Ich möchte 2 Computer per Netzwerkkabel verbinden (Windows 7 und Win XP) und mit beiden Rechnern ins Internet.
Allerdings verfügt nur der XP Rechner über WLAN.

Jetzt hab ich mich schon überall durchgeklickt und ein wenig mit Ad-hoc und Verbindungen überbrücken gespielt aber
ich komme nicht weiter, was auch daran liegt das ich nicht sehr viel Ahnung von Win 7 habe 

Das Netzwerk zwischen den PC`s kriege ich zustande, der XP PC kommt auch ins Internet, aber der Win 7 Rechner sagt
das er keinen Internetzgriff hat  Jemand eine Idee was ich Einstellen muss?

Danke schonmal im Vorraus


----------



## cultraider (8. November 2011)

um beide computer miteinander mit einem netzwerkkabel zu verbinden benötigst du ersteinmal ein crossoverpatchkabel.
(also wenn du kein hub oder switch hast)
und du musst eine netzwerkbrücke erstellen und zwar mit der lanverbindung zum anderen rechner und mit der wlanverbindung ins inet.
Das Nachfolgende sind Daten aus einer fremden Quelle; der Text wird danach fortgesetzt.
PR #136, opened 2024-03-20
Feat: Allow incremental refresh with replace strategy

aaronsteers:
This is discouraged in normal situations, but there are valid use cases.

The use case brought up [in slack](https://airbytehq-team.slack.com/archives/C06FZ238P8W/p1710823746305029?thread_ts=1710320283.398979&cid=C06FZ238P8W) was an SQS queue - wherein we want to process only new records and not already-seen records.

### DIFF
--- a/airbyte/sources/base.py
+++ b/airbyte/sources/base.py
@@ -589,7 +589,6 @@ class Source:
                     "Using `REPLACE` strategy without also setting `full_refresh_mode=True` "
                     "could result in data loss. "
                     "To silence this warning, use the following: "
-                    "`import warnings; "
                     'warnings.filterwarnings("ignore", '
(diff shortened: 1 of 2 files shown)


airbyte/sources/base.py
```diff
@@ -583,12 +584,17 @@ def read(
...
-                    "write_strategy": write_strategy,
-                    "force_full_refresh": force_full_refresh,
-                },
+            warnings.warn(
+                message=(
+                    "Using `REPLACE` strategy without also setting `full_refresh_mode=True` "
+                    "could result in data loss. "
+                    "To silence this warning, use the following: "
+                    "`import warnings; "
+                    'warnings.filterwarnings("ignore", '
```
aaronsteers:
```suggestion
                    'warnings.filterwarnings("ignore", '
```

musst halt mal etwas rumfummeln, dauert n bissl bis man sich da durchgefuchst hat 

ist aber auch blöd  zu erklären sorry


----------



## der_yappi (8. November 2011)

Er brauch nicht unbedingt ein Crossover Kabel.
Heutige LANs im PC haben zumeist AutoMDIX.
Sie erkennen also was für ein Kabel angeschlossen ist ind belegen intern die Ports passend um.

Sehe ich das Richtig?
Router ~WLAN~ XP-PC <-Kabel-> Win7 PC
Wenn du das hardwaretechnisch so realisiert hast, must du beim XP-PC noch die "Internetverbindungsfreigabe" einrichten / aktivieren.
HIER ein kleines HowTo direkt von MS.

Aber wärs nicht praktikabler den Non-Internet-PC mit nem WLAN USB Stick oder ner WLAN-PCI(e) Karte aufzurüsten??
Oder in per DLAN an den Router anzuschließen??


----------



## Hamleterror (8. November 2011)

Danke für die Tipps, ich werd mich mal der Internetverbindungsfreigabe zuwenden.
Das Kabel dürfte kein Problem sein, die Verbindung steht ja zwischen den PC`s nur das Inet kommt nicht zu PC2

Klar, den auch einfach über WLAN reinhauen wäre am einfachsten aber vom Standpunkt des Rechners kriege ich
einfach kein gescheites Netz aufgebaut, schon diverse KArten/Sticks ausprobiert 

Ich hoffe mal das die Internetverbindungsfreigabeanweisung mich weiter bringt


----------



## $DaViD$ (8. November 2011)

Wie schon gesagt wurde von der_yappi versuchs mal mit DLAN ist echt eine tolle Sache, nur die Hardware ist einbisschen teuer 

AC Inter-Tech PowerLAN Adapter Nitrox PLA-200 - Computer Shop - Hardware, Notebook


----------



## Hamleterror (8. November 2011)

Problem gelöst 

Hatte beim Rechner ohne direkte Internetverbindung nur vergessen die statische ip auf eine automatische zu ändern.
Dann hat alles so funktioniert wie ichs wollte dank gemeinsamer netzwerkverbindung 

Jo DLAN kenn ich auch, aber für den moment reicht mir die Möglichkeit wie sie jetzt ist, da brauch ich auch nix kaufen 

danke an alle!


----------